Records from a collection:
┏━━

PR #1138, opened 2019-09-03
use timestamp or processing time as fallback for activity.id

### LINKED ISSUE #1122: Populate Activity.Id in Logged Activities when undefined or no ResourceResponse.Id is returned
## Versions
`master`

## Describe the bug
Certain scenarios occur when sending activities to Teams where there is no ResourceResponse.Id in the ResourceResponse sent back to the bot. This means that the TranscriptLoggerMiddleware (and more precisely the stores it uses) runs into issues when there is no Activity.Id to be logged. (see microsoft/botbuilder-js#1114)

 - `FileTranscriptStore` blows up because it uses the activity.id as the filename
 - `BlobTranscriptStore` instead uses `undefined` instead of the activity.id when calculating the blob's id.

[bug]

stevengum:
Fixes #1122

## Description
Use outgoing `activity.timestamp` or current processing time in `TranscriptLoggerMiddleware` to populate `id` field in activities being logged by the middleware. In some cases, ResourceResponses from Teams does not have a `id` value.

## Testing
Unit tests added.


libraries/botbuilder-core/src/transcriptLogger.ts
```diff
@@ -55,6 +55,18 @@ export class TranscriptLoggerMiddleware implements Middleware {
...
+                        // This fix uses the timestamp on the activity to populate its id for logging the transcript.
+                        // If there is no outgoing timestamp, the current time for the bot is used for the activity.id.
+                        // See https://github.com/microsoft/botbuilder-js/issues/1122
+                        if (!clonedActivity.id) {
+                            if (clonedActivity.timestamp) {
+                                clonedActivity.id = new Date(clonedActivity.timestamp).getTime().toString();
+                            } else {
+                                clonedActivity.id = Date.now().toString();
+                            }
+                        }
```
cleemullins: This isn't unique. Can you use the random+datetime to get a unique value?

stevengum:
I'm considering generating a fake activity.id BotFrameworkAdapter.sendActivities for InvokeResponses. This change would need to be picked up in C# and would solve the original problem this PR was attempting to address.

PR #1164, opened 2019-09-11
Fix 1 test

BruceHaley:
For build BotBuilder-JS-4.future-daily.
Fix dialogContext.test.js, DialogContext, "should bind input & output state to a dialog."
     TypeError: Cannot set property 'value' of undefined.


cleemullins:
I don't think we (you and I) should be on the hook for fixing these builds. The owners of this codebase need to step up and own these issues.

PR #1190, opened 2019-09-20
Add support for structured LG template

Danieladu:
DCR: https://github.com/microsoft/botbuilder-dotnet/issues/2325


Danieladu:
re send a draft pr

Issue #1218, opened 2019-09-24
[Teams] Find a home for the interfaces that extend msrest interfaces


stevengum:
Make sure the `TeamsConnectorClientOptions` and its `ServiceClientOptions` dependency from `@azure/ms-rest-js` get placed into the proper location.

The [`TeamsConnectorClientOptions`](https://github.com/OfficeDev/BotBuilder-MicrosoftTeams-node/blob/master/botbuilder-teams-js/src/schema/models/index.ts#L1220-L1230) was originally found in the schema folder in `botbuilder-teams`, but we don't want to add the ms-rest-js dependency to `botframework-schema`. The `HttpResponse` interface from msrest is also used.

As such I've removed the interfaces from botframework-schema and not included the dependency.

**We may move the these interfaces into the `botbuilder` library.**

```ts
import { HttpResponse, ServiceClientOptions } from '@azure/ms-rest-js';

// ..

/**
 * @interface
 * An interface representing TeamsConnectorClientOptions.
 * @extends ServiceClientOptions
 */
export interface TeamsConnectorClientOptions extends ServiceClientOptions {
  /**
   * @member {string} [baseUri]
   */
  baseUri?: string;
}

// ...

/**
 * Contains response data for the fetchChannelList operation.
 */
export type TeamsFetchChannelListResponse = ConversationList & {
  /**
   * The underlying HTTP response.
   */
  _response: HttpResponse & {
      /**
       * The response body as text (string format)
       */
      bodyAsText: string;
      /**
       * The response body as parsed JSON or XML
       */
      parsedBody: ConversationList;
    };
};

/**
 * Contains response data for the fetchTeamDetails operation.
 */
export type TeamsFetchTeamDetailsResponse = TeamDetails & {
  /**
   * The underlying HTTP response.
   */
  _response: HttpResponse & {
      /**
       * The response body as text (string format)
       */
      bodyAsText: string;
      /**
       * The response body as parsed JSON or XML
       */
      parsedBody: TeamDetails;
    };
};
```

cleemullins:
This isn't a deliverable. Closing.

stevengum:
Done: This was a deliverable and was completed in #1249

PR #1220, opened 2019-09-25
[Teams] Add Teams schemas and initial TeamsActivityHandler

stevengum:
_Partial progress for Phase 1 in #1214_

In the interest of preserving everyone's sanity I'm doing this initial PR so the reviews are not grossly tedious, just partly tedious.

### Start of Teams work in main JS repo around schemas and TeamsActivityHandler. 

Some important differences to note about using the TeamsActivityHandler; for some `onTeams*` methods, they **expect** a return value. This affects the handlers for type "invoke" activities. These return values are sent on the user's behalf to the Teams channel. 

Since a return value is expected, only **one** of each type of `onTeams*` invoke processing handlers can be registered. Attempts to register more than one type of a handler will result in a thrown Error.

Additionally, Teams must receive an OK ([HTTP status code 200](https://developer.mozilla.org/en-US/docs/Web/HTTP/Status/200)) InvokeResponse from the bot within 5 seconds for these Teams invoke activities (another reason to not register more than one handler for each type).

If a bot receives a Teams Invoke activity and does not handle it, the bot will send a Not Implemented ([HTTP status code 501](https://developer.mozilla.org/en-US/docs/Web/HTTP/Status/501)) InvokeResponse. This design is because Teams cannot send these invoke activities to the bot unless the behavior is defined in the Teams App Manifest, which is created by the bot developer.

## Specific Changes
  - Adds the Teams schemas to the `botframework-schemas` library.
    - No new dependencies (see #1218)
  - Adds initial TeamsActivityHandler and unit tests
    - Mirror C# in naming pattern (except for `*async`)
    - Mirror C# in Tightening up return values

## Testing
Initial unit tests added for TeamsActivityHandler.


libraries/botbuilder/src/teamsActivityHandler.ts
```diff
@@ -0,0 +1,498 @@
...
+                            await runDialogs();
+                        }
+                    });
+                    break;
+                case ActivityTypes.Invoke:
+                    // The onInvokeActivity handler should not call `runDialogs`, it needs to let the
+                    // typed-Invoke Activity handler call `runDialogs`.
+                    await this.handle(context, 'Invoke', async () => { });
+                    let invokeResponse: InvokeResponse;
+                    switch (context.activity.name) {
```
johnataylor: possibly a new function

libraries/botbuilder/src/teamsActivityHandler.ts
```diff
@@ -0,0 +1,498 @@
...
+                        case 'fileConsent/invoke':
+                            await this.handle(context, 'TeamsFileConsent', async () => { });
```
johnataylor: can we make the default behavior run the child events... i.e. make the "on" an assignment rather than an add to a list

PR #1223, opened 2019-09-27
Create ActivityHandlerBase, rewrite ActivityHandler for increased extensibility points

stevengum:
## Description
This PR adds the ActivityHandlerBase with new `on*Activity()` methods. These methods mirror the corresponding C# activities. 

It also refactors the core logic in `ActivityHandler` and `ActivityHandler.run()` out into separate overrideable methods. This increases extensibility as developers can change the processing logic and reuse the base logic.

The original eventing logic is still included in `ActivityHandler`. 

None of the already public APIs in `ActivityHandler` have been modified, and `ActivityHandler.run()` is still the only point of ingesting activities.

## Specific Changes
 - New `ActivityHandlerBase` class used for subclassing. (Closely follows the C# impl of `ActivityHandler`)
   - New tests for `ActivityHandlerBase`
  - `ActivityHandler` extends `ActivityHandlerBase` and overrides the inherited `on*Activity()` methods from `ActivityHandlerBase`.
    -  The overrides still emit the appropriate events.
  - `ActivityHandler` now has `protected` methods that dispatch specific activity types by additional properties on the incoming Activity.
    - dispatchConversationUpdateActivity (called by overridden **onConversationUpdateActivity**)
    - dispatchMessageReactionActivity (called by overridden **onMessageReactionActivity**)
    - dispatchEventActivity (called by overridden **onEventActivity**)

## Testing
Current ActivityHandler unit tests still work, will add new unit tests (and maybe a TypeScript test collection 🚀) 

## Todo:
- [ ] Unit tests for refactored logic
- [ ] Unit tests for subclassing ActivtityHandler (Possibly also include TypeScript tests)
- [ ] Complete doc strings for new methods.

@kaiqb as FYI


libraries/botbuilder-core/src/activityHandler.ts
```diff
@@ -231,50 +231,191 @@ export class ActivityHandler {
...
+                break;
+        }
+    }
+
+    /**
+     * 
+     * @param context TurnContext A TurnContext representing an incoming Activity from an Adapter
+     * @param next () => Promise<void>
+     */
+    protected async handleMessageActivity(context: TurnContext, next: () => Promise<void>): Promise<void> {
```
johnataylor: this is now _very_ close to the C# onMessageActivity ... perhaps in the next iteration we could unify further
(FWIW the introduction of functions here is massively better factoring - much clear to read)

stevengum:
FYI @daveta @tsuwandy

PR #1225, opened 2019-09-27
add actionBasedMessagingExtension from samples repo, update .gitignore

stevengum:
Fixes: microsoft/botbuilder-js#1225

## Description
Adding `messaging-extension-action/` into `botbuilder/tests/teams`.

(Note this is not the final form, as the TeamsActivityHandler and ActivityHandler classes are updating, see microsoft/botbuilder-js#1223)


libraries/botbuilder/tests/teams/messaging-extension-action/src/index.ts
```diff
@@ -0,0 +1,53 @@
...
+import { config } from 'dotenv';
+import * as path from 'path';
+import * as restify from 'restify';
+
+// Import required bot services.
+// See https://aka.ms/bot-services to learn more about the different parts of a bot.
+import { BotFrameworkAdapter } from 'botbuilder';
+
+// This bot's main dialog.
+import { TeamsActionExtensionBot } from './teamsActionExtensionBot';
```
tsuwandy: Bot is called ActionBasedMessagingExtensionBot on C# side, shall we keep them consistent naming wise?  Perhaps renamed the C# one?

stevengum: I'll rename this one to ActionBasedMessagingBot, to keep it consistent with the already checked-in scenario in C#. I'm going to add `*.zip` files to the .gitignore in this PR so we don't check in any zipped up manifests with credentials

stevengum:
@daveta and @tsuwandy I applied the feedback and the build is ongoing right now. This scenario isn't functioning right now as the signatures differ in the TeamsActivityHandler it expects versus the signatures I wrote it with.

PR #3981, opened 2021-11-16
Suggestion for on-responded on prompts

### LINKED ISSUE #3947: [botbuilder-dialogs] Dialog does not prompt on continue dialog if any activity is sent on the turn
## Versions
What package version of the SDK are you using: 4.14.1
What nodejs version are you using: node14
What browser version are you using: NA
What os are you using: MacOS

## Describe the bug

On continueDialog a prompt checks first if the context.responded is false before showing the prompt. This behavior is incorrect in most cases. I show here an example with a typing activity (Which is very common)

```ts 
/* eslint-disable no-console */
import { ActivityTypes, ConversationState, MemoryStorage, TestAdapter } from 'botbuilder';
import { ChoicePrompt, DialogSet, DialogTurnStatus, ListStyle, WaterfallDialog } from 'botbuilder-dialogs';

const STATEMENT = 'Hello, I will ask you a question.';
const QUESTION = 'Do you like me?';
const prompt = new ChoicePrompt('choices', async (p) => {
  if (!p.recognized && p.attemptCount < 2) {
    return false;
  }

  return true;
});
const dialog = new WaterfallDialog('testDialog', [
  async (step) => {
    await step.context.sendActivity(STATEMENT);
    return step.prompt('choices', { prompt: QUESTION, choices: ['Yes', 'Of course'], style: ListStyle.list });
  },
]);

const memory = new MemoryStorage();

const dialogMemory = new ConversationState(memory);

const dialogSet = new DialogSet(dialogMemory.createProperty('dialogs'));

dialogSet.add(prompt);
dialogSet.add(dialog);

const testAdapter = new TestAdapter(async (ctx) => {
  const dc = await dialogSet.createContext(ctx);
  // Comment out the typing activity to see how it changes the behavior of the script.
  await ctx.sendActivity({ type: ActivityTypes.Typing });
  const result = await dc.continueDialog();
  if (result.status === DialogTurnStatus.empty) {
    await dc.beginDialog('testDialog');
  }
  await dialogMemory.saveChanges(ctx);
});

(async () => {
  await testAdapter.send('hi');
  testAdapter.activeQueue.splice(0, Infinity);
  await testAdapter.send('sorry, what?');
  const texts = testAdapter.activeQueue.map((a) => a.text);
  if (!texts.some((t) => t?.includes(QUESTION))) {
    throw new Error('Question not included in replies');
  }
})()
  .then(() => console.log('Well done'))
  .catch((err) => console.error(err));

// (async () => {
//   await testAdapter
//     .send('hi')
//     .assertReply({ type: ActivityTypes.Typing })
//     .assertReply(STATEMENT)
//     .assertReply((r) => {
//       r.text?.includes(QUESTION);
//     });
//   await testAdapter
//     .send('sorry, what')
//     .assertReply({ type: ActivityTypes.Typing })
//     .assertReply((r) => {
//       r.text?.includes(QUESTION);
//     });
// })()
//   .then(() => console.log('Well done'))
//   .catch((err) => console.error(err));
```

┗━━

**What you will do**
Filter the records above for lines containing the word "interfaces", and copy those lines.

**Solution for this task**
[Teams] Find a home for the interfaces that extend msrest interfaces
As such I've removed the interfaces from botframework-schema and not included the dependency.
**We may move the these interfaces into the `botbuilder` library.**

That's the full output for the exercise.